I only read the first 2 pages of this thread because I couldn't handle the enormous amount of bad advice you are getting. Hopefully somebody told you what I am about to tell you in the remaining 2 pages I didn't read.
But in case nobody did ...
You now have $58,000. The $7,000 loss is irrelevant because you can't change the fact that it is gone (it's a sunk cost), so quit worrying about it.
Since this money is for buying a house in 2020, sell your index fund tomorrow and put it into an interest bearing account. You can't lose money in an interest bearing account, so you won't be losing sleep at night worrying about losing your house down payment. Keep adding to it like you have been doing and whatever you have in 2020 is what you can use to buy a house.
I don't care what the market does between now and 2020. Absolutely positively DO NOT put this money back into the stock market (or bonds, or gold, etc.). This isn't meant as an insult, but you obviously do not know what you are doing when it comes to investing. Until you do, stop putting your money into any investments except interest bearing such as a money market or a CD.
I saw at least one person tell you to put your money into a bond fund. When interest rates are going up, bonds lose money. Interest rates are going up and will continue to go up. DO NOT BUY BONDS FUNDS NOW!
As far as the money in your retirement accounts are concerned - If you are not interested in learning how to invest intelligently then just buy and hold. Buy an S&P-500 Index fund or ETF and hold it until you plan to retire. This next part is crucial - make sure you reinvest dividends. The majority of your gains over the next 20, 30, 40 years will come from the growth of those reinvested dividends. If you do this one thing then you will outperform 80% of professional money managers in the long run.
A lot of people will tell you to diversify into bonds, gold, oil, real estate, etc. This is stupid. The S&P-500 is already diversified into every aspect of the US economy. If you own an S&P-500 index fund then you are already fully diversified. No amount of bonds, gold, etc. will make you more diversified.
Stay away from gold (unless you really know what you are doing). Long term it is the worst investment out there.

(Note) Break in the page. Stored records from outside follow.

PR #323, opened 2016-02-03
Replace minitest with RSpec

pbrisbin:
Reasons:

- It's a burden to know and use two testing frameworks across our projects
- By far, rspec is what we use most frequently
- Possibly related, most of us personally prefer rspec
- We used minitest/spec, so it's *just close enough* to rspec to repeatedly
  confuse us when it's not
- We were bringing in a number of extra libraries anyway, just to give minitest
  the functionality that rspec has built-in

Changes:

This was mostly a mechanical change, but also:

- Add ProcHelpers#capture_io

  minitest, really? Really? You give me almost nothing out of the box, claim
  that as your main feature, but you have #capture_io, really?

- Add a slow tag for the container-stopping specs and don't run them by default

  I was running the suite a lot to get through this change and it's incredibly
  fast, if not for these specs. We intentionally don't touch this logic often,
  so I think it makes sense to omit them in day-to-day development but keep
  them on CI for regression protection.

There are still a few places where the specs are overly verbose or awkward
because we didn't have an rspec feature that we do now. I'm deferring fixing
those for now, this conversion was the main hurdle.

CC will also likely flag some pre-existing issues because I've touched the
line(s) -- I'll fix these when I see them.

/cc @codeclimate/review

### DIFF
--- a/Gemfile
+++ b/Gemfile
@@ -3,11 +3,8 @@ source "https://rubygems.org"
 gemspec
 
 group :test do
-  gem "mocha"
-  gem "minitest"
-  gem "minitest-around"
-  gem "minitest-reporters"
   gem "rack-test"
   gem "rake"
+  gem "rspec"
   gem "codeclimate-test-reporter", require: nil
 end
--- a/Gemfile
+++ b/Gemfile
@@ -3,7 +3,6 @@ source "https://rubygems.org"
 gemspec
 
 group :test do
-  gem "rack-test"
   gem "rake"
   gem "rspec"
   gem "codeclimate-test-reporter", require: nil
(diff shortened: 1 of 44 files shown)


Gemfile
```diff
@@ -3,11 +3,8 @@ source "https://rubygems.org"
 gemspec
 
 group :test do
-  gem "mocha"
-  gem "minitest"
-  gem "minitest-around"
-  gem "minitest-reporters"
   gem "rack-test"
```
pbrisbin: I have no idea why this would be here. I'm running the suite locally now without it and will commit its removal if it's green, or (hopefully) explain why it's here.

wfleming:
:+1:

If you do want to educate yourself then google "trend following". It is an investment technique that tells you what direction the market is moving in allowing you to know when to buy and sell. Buy a bunch of books on the subject. Get historic market data from Yahoo Finance and backtest the techniques you learn. The trend following indicators I use started giving sell signals at the beginning of November and the main one I rely on gave a sell signal last Friday. I sold everything Monday morning (except for my Tesla puts which made $2,000 as it crashed).
For what it is worth. I have an MBA in finance, I trade stocks for a living, and I wrote the book Five Ways to Beat the Market (shameless plug). I do know what I'm talking about.
If you made it this far ... Good Luck!